EXERCISE:
Beneath this instruction is a block of data; output from it exactly the lines that run from the one containing "Add support for kernel flavor versioning" through the one containing "###### Change Log", inclusive.

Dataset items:

PR #15578, opened 2026-01-26
Add support for kernel flavor versioning

mbykhovtsev-ms:
###### Merge Checklist  

- [x] Ready to merge

---

###### Summary 

Modifies toolkit to allow dynamic versioning for the different kernel versions by creating a large macro file containing all of the release and versions for all SPEC files. 

###### Change Log  

- Modifies toolkit to allow dynamic versioning for the different kernel versions by creating a large macro file containing all of the release and versions for all SPEC files.

**NO**

###### Associated issues  

- #xxxx

###### Test Methodology

- Pipeline build id: xxxx

### DIFF
--- a/toolkit/scripts/toolkit.mk
+++ b/toolkit/scripts/toolkit.mk
@@ -76,7 +76,7 @@ $(toolkit_archive_versioned_compressed): $(toolkit_archive) $(rpms_snapshot) $(d
 	tar --update -f $(toolkit_archive_versioned) -C $(toolkit_build_dir) $(toolkit_release_file_relative_path) $(toolkit_rpms_snapshot_file_relative_path) && \
 	$(ARCHIVE_TOOL) --best -c $(toolkit_archive_versioned) > $(toolkit_archive_versioned_compressed)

TASK RESPONSE:
Add support for kernel flavor versioning

mbykhovtsev-ms:
###### Merge Checklist  

- [x] Ready to merge

---

###### Summary 

Modifies toolkit to allow dynamic versioning for the different kernel versions by creating a large macro file containing all of the release and versions for all SPEC files. 

###### Change Log  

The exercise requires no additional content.